Show each line from the listing that includes the word "this".

+ + + +

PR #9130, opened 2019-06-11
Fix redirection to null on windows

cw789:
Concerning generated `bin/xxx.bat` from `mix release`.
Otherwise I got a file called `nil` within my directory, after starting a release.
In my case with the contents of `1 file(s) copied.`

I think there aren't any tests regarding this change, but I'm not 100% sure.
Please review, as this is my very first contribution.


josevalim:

+ + + +

Expected answer:
I think there aren't any tests regarding this change, but I'm not 100% sure.
Please review, as this is my very first contribution.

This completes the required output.